Endocrine Abstracts (2017) 49 EP1374 | DOI: 10.1530/endoabs.49.EP1374

Trends in the clinicopathological features and clinical outcomes of medullary thyroid carcinoma - an Israeli multicenter study

Dania Hirsch1,8, Orit Twito2,8, Sigal Levy3, Gideon Bachar4,8, Eyal Robenshtok1,8, David J Gross5, Haggi Mazeh6 & Carlos Benbassat7,8

1Institute of Endocrinology, Rabin Medical Center, Petach Tikva, Israel; 2Institute of Endocrinology, Meir Medical Center, Kfar Saba, Israel; 3Sackler Faculty of Exact Sciences, Tel Aviv University, Tel Aviv, Israel; 4Department of Otorhinolaryngology, Rabin Medical Center, Petach Tikva, Israel; 5Neuroendocrine Tumor Unit, Endocrinology & Metabolism Service, Department of Medicine, Hadassah-Hebrew University Medical Center, Jerusalem, Israel; 6Department of Surgery, Hadassah-Hebrew University Medical Center, Jerusalem, Israel; 7Endocrine Institute, Assaf Harofeh Medical Center, Zerifin, Israel; 8Sackler Faculty of Medicine, Tel Aviv University, Tel Aviv, Israel.

Background: The massive use of neck sonography has led to a dramatic increase in the incidence of thyroid cancer detection, predominantly small papillary carcinomas. However, changes in the presentation and course of medullary thyroid carcinoma (MTC) over time remain unclear.

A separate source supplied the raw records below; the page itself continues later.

PR #750, opened 2021-06-03
Update DetailDataPanel and DetailTable to work with aliquots.

labkey-danield:
#### Rationale
The DetailDataPanel and DetailTable are used in the overview page of samples. If the sample is an aliquot the DetailDataPanel will have more than one DetailTable on it.

#### Related Pull Requests
* https://github.com/LabKey/biologics/pull/901
* https://github.com/LabKey/sampleManagement/pull/586

#### Changes
* Fixed a bug in the DetailTable where getting a field value was not scoped to look only at the table (it was looking at the larger container).
* Changed DetailDataPanel to look for multiple panels.
* Added methods to get the DetailTables that show up for aliquots.

### Details
If a sample is not an aliquot, which will be most samples, the **DetailDataPanel** looks like this:
Screen Shot 2021-06-02 at 6 19 39 PM

The method `DetailDataPanel.getTable` returns the DetailTable that is shown.

If the sample is an aliquot the DetailDataPanel will look like this:
Screen Shot 2021-06-02 at 6 19 14 PM

There are three tables shown. The top panel is aliquot data. The middle table, which is two lines, is meta data for the aliquot. The bottom table is sample data which is as before.

This update adds methods to get the tables that are shown for aliquots.

The **DetailTable** also had to be updated to account for the scenario where a field is a very simple `td` and does not have attributes to identify it.

The aliquot tables basically have this html:
`<table class="table table-responsive table-condensed detail-component--table__fixed sample-aliquots-details-meta-table"><body><tr><td>Sample description</td><td><span class="detail-display">Description for sample STA01_1</span></td></tr></tbody></table>`

This change has been run against LKB, ELN, LKB-Recipe, LKSM & LKFM.

This differs from what was previously expected for a detail which assumes the td containing the value would have attributes `data-caption` or `data-fieldkey` like this:
`<td data-caption="Str" data-fieldkey="str"><span class="detail-display">This is sample 1.</span></td>`

The update to the DetailTable makes the getValue method more flexible so it can get the value for a field that does not have these attributes.

### DIFF
--- a/src/org/labkey/test/components/ui/grids/DetailDataPanel.java
+++ b/src/org/labkey/test/components/ui/grids/DetailDataPanel.java
@@ -85,7 +85,8 @@ public class DetailDataPanel extends WebDriverComponent<DetailDataPanel.ElementC
     }
 
     /**
-     * If this sample is an aliquot there will be two tables in the panel, the first table will contain the aliquot information.
+     * If this sample is an aliquot there will be multiple tables in the panel, the first table will contain the aliquot
+     * information (under the 'Aliquot Data' header). This will return that table.
      *
      * @return A {@link DetailTable}.
      */
@@ -98,6 +99,24 @@ public class DetailDataPanel extends WebDriverComponent<DetailDataPanel.ElementC
 
         // As of release 21.05 if this sample is an aliquot, then the table with the aliquot information is the first table in the panel.
         return tables.get(0);
+    }
+
+    /**
+     * If this sample is an aliquot there will be multiple tables in the panel, the second table is under the 'Original
+     * Sample Data' header, but is a separate table from the other original data displayed and may only be one or two
+     * lines. The fields 'Original sample' and 'Sample description' will show up here.
+     *
+     * @return A {@link DetailTable}.
+     */
+    public DetailTable getAliquotDetailMetaTable()
+    {
+        List<DetailTable> tables = elementCache().detailTables();
+
+        if(tables.size() == 1)
+            throw new RuntimeException("There does not appear to be an 'Aliquot (details meta)' table in this panel.");
+
+        // As of release 21.05 if this sample is an aliquot, then the table with the aliquot information is the first table in the panel.
+        return tables.get(1);
     }
 
     @Override
--- a/src/org/labkey/test/components/ui/grids/DetailDataPanel.java
+++ b/src/org/labkey/test/components/ui/grids/DetailDataPanel.java
@@ -6,6 +6,7 @@ import org.labkey.test.components.WebDriverComponent;
 import org.openqa.selenium.WebDriver;
 import org.openqa.selenium.WebElement;
 
+import java.util.List;
 import java.util.Optional;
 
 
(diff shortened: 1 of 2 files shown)


src/org/labkey/test/components/ui/grids/DetailDataPanel.java
```diff
@@ -64,9 +71,53 @@ public DetailTableEdit clickEdit()
...
+     * information (under the 'Aliquot Data' header). This will return that table.
+     *
+     * @return A {@link DetailTable}.
+     */
+    public DetailTable getAliquotTable()
+    {
+        List<DetailTable> tables = elementCache().detailTables();
+
+        if(tables.size() == 1)
+            throw new RuntimeException("There does not appear to be an 'Aliquot' table in this panel.");
```
labkey-tchad: Consider throwing `NoSuchElementException` like you did with `DetailTable.getField`
```suggestion
            throw new NoSuchElementException("There does not appear to be an 'Aliquot' table in this panel.");
```

src/org/labkey/test/components/ui/grids/DetailDataPanel.java
```diff
@@ -64,9 +71,53 @@ public DetailTableEdit clickEdit()
...
+     * lines. The fields 'Original sample' and 'Sample description' will show up here.
+     *
+     * @return A {@link DetailTable}.
+     */
+    public DetailTable getAliquotDetailMetaTable()
+    {
+        List<DetailTable> tables = elementCache().detailTables();
+
+        if(tables.size() == 1)
+            throw new RuntimeException("There does not appear to be an 'Aliquot (details meta)' table in this panel.");
```
labkey-tchad: Consider
```suggestion
            throw new NoSuchElementException("There does not appear to be an 'Aliquot (details meta)' table in this panel.");
```

src/org/labkey/test/components/ui/grids/DetailTable.java
```diff
@@ -120,17 +147,33 @@ public void clickField(String fieldCaption)
...
+        public final WebElement dataCaptionField(String caption)
+        {
+            return Locator.tagWithAttribute("td", "data-caption", caption).findWhenNeeded(this);
+        }
+
+        // Some tables will show a value in a td with no attributes, use the td that has the text (label) to find the value.
+        public final WebElement siblingField(String caption)
+        {
+            return Locator.tagContainingText("td", caption).followingSibling("td").findWhenNeeded(this);
+        }
```
labkey-tchad, line 173: Consider unioning these Locators if there's no need to distinguish between the two.
```suggestion
        public final WebElement dataCaptionField(String caption)
        {
            return Locator.XPathLocator.union(
                Locator.tagWithAttribute("td", "data-caption", caption),
                Locator.tagContainingText("td", caption).followingSibling("td")) // Some tables will show a value in a td with no attributes, use the td that has the text (label) to find the value.
            .findElement(this);
        }
```
Also, is there some distinguishing CSS class or attribute that we could add to the sibling Locator? (e.g. `Locator.tagContainingText("td", caption).followingSibling("td").withAttribute("data-caption")`)

labkey-tchad (approved):
Just some minor suggestions

src/org/labkey/test/components/ui/grids/DetailDataPanel.java
labkey-danield: Changed.

src/org/labkey/test/components/ui/grids/DetailDataPanel.java
labkey-danield: Changed.

src/org/labkey/test/components/ui/grids/DetailTable.java
labkey-danield: Unfortunately there is not a consistent attribute in the sibling locator. It can range form what you have mentioned (data-caption) to "detail-display" to a td with no attributes.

Objective: To evaluate trends in the presentation and outcomes of MTC.

Methods: Patients treated for MTC at four medical centers in Israel were divided into two groups by year of diagnosis, 1963–2005 (period A) and 2006–2016 (period B), and compared for clinicopathological variables.

Results: The cohort included 189 patients (55% female) of mean age 48.9±18.6 years followed for 10.1±9.4 years. Of these, 104 patients (55%) were diagnosed in period A, and 85 (45%) in period B. No significant between-group differences were found in primary tumor size at diagnosis (26.2±18.5 and 23.7±17.6 mm, respectively), proportion of micro-MTCs (<1 cm) (18/74, 24.3% and 19/75, 25.3%, respectively), or TNM staging. Period A was characterized by a higher rate of familial MTC (28/98, 28.6% vs 6/73, 8.2%; P=0.001) and lower age at diagnosis (45.2±18.6 years vs 53.7±17.7 years; P=0.002). Cervical lymph node dissection was more commonly performed in period B (58/81, 71.6% vs 68/80, 85%; P=0.05), but no concomitant increase in the rate of metastatic lymph node excision (46/64, 71.9% and 45/70, 64.3% respectively, P=0.36). There was no significant difference between groups A and B in disease-free-survival (DFS) at one year after diagnosis (34/87, 39.1% and 35/70, 50%, respectively P=0.2) or at last follow-up, comparing patients with similar surveillance periods (11/28, 39.3% and 36/75, 48%, P=0.5).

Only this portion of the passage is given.